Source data
PR #29, opened 2019-04-18
strip unecessary newlines when content is loaded from a file

jbweston:
This appears when using the "read from a file" form of the `jupyter-execute` directive:

```
.. jupyter-execute:: some_file.py
    :hide-output:
```
`self.content` should seemingly be a list of strings, where each string is 1 line. Because `readlines()` returns strings with newlines at the end, we must first strip them.

### DIFF
--- a/jupyter_sphinx/execute.py
+++ b/jupyter_sphinx/execute.py
@@ -133,7 +133,7 @@ class JupyterCell(Directive):
                 )
             try:
                 with open(filename) as f:
-                    content = f.readlines()
+                    content = [line.rstrip() for line in f.readlines()]
             except (IOError, OSError):
                 raise IOError(
                     'File {} not found or reading it failed'.format(filename)


akhmerov:
What are the unnecessary newlines?

akhmerov:
Hm, this has a side-effect of also removing trailing whitespace. An alternative `.rstrip('\n')` would on the other hand not work on files with windows-style newlines. Both are unlikely scenarios, but I consider the former less likely to cause complaints.

Therefore I'm leaning towards merging this as is. @jbweston do you agree?

jbweston:
Yes I don't know of any programming language (except for the very esoteric) where trailing whitespace is important. I'm not sure it's worth writing a function to strip line endings based on the operating system...

akhmerov:
Markdown has double trailing whitespace as a linebreak, but to the best of my knowledge there is neither a markdown kernel for jupyter nor a plan to implement one.

PR #38, opened 2019-05-01
enable parallel execution

### LINKED ISSUE #30: support parallelization
Sphinx has a [limited support for parallelization](https://www.sphinx-doc.org/en/master/man/sphinx-build.html#cmdoption-sphinx-build-j).

Because code execution via jupyter is likely a bottleneck, it's worth double-checking that this part is indeed parallelizable.

jbweston:
Closes #30.

This seems to be enough, however it still might not give the desired results. Sphinx splits the documents to be read lexicographically, which means that if the long-running documents have filenames that are close they may be assigned to the same parallel worker. This is, for example, the case with the Kwant documentation, where all the jupyter sphinx happens in files that start with `tutorial/`

### DIFF
--- a/jupyter_sphinx/execute.py
+++ b/jupyter_sphinx/execute.py
@@ -526,4 +526,7 @@ def setup(app):
     app.add_lexer('ipythontb', IPythonTracebackLexer())
     app.add_lexer('ipython', IPython3Lexer())
 
-    return {'version': __version__}
+    return {
+        'version': __version__,
+        'parallel_read_safe': True,
+    }


akhmerov:
I also saw `parallel_write_safe`; is that important for us?

jbweston:
Freshly opened: https://github.com/sphinx-doc/sphinx/issues/6330

jbweston:
> I also saw parallel_write_safe; is that important for us?

No; our doctree transformation happens in the reading step.

akhmerov:
With the upstream issue there's nothing more to do on our side.

basnijholt:
How do I enable the parallelization of the execution of the scripts?

Here https://github.com/jupyter/jupyter-sphinx/issues/30#issuecomment-487914541 `SPHINXOPTS="-j8"` is mentioned but this immediately errors out.

Should this work or are we still waiting on upstream changes?

PR #39, opened 2019-05-01
Docs

### LINKED ISSUE #26: document handling packages that are not installed

### LINKED ISSUE #32: documentation
We'll probably only need one page, but it's the perfect place for putting an example.

- [ ] Update README
- [ ] Setup sphinx, add interesting examples both showing the output formats and package options.
- [ ] Deploy on RTD

jbweston:
Closes #32 and closes #26.

### DIFF
--- a/README.md
+++ b/README.md
@@ -1,7 +1,8 @@
 # Jupyter Sphinx Extensions
 
-Jupyter-sphinx enables the rendering of Jupyter interactive widgets in sphinx
-documentation.
+``jupyter-sphinx`` enables running code embedded in Sphinx documentation and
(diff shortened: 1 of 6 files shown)


akhmerov:
Nice!

At a glance the only thing that's missing is a mention that this also automatically enables correct code highlighting.

PR #1944, opened 2023-10-25
Break `http` crate dependency on `wasmtime`

itowlson:
I think this might be the last one folks... again I resorted to a feature but I can look at splitting out crates if people think that's better.

### DIFF
--- a/Cargo.lock
+++ b/Cargo.lock
@@ -5758,6 +5758,7 @@ dependencies = [
  "percent-encoding",
  "serde",
  "spin-app",
+ "spin-locked-app",
  "spin-testing",
  "toml 0.8.2",
  "tracing",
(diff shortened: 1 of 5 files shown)


dicej (approved):

lann:
This is fine but I want to obnoxiously note that if there isn't something checking for this dependency it will likely creep back in.

itowlson:
@lann Yeah that's my concern.  I am not sure how to mitigate it - I could put a silly check into cloud-plugin but that would be a severely lagging indicator, and Spin will never see it because it compiles app/core in anyway.  I guess I could write a thingy that references the dependency-broken crates and rings a bell if it ever finds itself importing wasmtime, and include that in Spin CI.  It seems awfully specific though.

TASK PROMPT
Transcribe, word for word, the data above from its first line through the line with "Closes #30.", and include nothing else.

RESPONSE AREA
PR #29, opened 2019-04-18
strip unecessary newlines when content is loaded from a file

jbweston:
This appears when using the "read from a file" form of the `jupyter-execute` directive:

```
.. jupyter-execute:: some_file.py
    :hide-output:
```
`self.content` should seemingly be a list of strings, where each string is 1 line. Because `readlines()` returns strings with newlines at the end, we must first strip them.

### DIFF
--- a/jupyter_sphinx/execute.py
+++ b/jupyter_sphinx/execute.py
@@ -133,7 +133,7 @@ class JupyterCell(Directive):
                 )
             try:
                 with open(filename) as f:
-                    content = f.readlines()
+                    content = [line.rstrip() for line in f.readlines()]
             except (IOError, OSError):
                 raise IOError(
                     'File {} not found or reading it failed'.format(filename)


akhmerov:
What are the unnecessary newlines?

akhmerov:
Hm, this has a side-effect of also removing trailing whitespace. An alternative `.rstrip('\n')` would on the other hand not work on files with windows-style newlines. Both are unlikely scenarios, but I consider the former less likely to cause complaints.

Therefore I'm leaning towards merging this as is. @jbweston do you agree?

jbweston:
Yes I don't know of any programming language (except for the very esoteric) where trailing whitespace is important. I'm not sure it's worth writing a function to strip line endings based on the operating system...

akhmerov:
Markdown has double trailing whitespace as a linebreak, but to the best of my knowledge there is neither a markdown kernel for jupyter nor a plan to implement one.

PR #38, opened 2019-05-01
enable parallel execution

### LINKED ISSUE #30: support parallelization
Sphinx has a [limited support for parallelization](https://www.sphinx-doc.org/en/master/man/sphinx-build.html#cmdoption-sphinx-build-j).

Because code execution via jupyter is likely a bottleneck, it's worth double-checking that this part is indeed parallelizable.

jbweston:
Closes #30.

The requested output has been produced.